Wasserziehen der Sonne

wasserziehen_img_0215_rv„Wohl kam Pfingsten näher und näher, aber zu der Schwüle, die unbekannt und unsichtbar über des Jünglings Herzen hing, gesellte sich noch eine andere über dem ganzen Dorfe drohend, ein Gespenst, das mit unhörbaren Schritten nahte; – nämlich jener glänzende Himmel, zu dem Felix sein inbrünstiges Auge erhoben, als er jene schwere Bitte abgesandt hatte, jener glänzende Himmel, zu dem er vielleicht damals ganz allein emporgeblickt, war seit der Zeit wochenlang ein glänzender geblieben, und wohl hundert Augen schauten nun zu ihm ängstlich auf.
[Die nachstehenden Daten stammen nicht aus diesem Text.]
PR #50, opened 2021-03-04
feat: add routing to Login page

AdrianValdes:


src/webapp/src/Navbar.tsx
```diff
@@ -20,12 +21,20 @@ const Header = styled.div`
...
-      <Button size='medium' onClick={() => {}}>
-        Login
-      </Button>
-    </Header>
-  </HeaderStyles>
-);
+export const Navbar = () => {
+  const history = useHistory();
+  return (
+    <HeaderStyles>
```
paschalidi, line 27: Looks like there is a border missing on the bottom of the navbar. Mind taking a moment in this PR to add it?
image

src/webapp/src/Navbar.tsx
```diff
@@ -20,12 +21,20 @@ const Header = styled.div`
...
+      <Header>
+        <Button
```
paschalidi, line 29: Also we want this button to be disabled when the user is in the login page

src/webapp/src/auth/Login.tsx
```diff
@@ -0,0 +1,7 @@
+import React from 'react';
+
+export const Login = () => (
```
paschalidi, line 3: These are the authentication options page to me. Perhaps we can call it `AuthenticationOptions`?

src/webapp/src/App.tsx
```diff
@@ -1,22 +1,31 @@
...
+      <Route exact path='/'>
+        <Auth />
+        <Person />
+        <Button onClick={() => {}} type='secondary'>
+          Invite Team
+        </Button>
+        <Button onClick={() => {}} type='primary'>
+          New Project
+        </Button>
+        <Characters />
```
paschalidi, line 27: Can we get rid of those in this PR please?

paschalidi (commented):
Overall looks good, minor comments only.

paschalidi:
Also lets put the Navbar in a new directory called `components`, what you think? In that file lets follow the same structure as the one in storybook. Aka `Navbar` folder which will contain styles tests and the component itself. What you think?
image

src/webapp/src/Navbar.tsx
AdrianValdes: The border appear and disappear in the home route depending on the position of the scroll bar. In the login routes is where is always there. I have to find a way of doing that nicely.

paschalidi: We can start by always having it there and find a way to remove it only in certain cases

src/webapp/src/App.tsx
AdrianValdes: I was hoping for you to say that! I hate there! :D

AdrianValdes: I should only remove them from the UI, right? 

Or do you want me to completely remove the components from the project as well?

AdrianValdes:
> Also lets put the Navbar in a new directory called components, what you think? In that file lets follow the same structure as the one in storybook. Aka Navbar folder which will contain styles tests and the component itself. What you think?

I like a lot this structure, I think it is going to help us to be organized. Thanks!

src/webapp/src/auth/Login.tsx
AdrianValdes: Done

src/webapp/src/App.tsx
paschalidi: If you think we might need them again lets keep them. But I doubt it. However feel free to remove them in another PR.

AdrianValdes: Yes, I will do it in another PR better.

PR #51, opened 2021-03-04
chore: builds the ui before starting the app

paschalidi:
hey adding this bit on the start:webapp script. Find it useful that the ui package is build for me when I start the app.


AdrianValdes (approved):
Good stuff, I was thinking about this yesterday! I remember I thought: "There has to be a way of building the package automatically, doing manually is not a very efficient way". Thanks for this dude!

Felix, in seiner Erwartung befangen, hatte es nicht bemerkt; aber eines Nachmittags, da er gerade von der Haide dem Dorfe zuging, fiel ihm auf, wie denn heuer gar so schönes Wetter sei; denn eben stand über der verwelkenden Haide eine jener prächtigen Erscheinungen, die er wohl öfters, auch in morgenländischen Wüsten, aber nie so schön gesehen, nämlich das Wasserziehen der Sonne: – aus der ungeheuren Himmelsglocke, die über der Haide lag, wimmelnd von glänzenden Wolken, schossen an verschiedenen Stellen majestätische Ströme des Lichtes, und, auseinanderfahrende Straßen am Himmelszelte bildend, schnitten sie von der gedehnten Haide blendend goldne Bilder heraus, während das ferne Moor in einem schwachen milchichten Höhenrauche verschwamm“.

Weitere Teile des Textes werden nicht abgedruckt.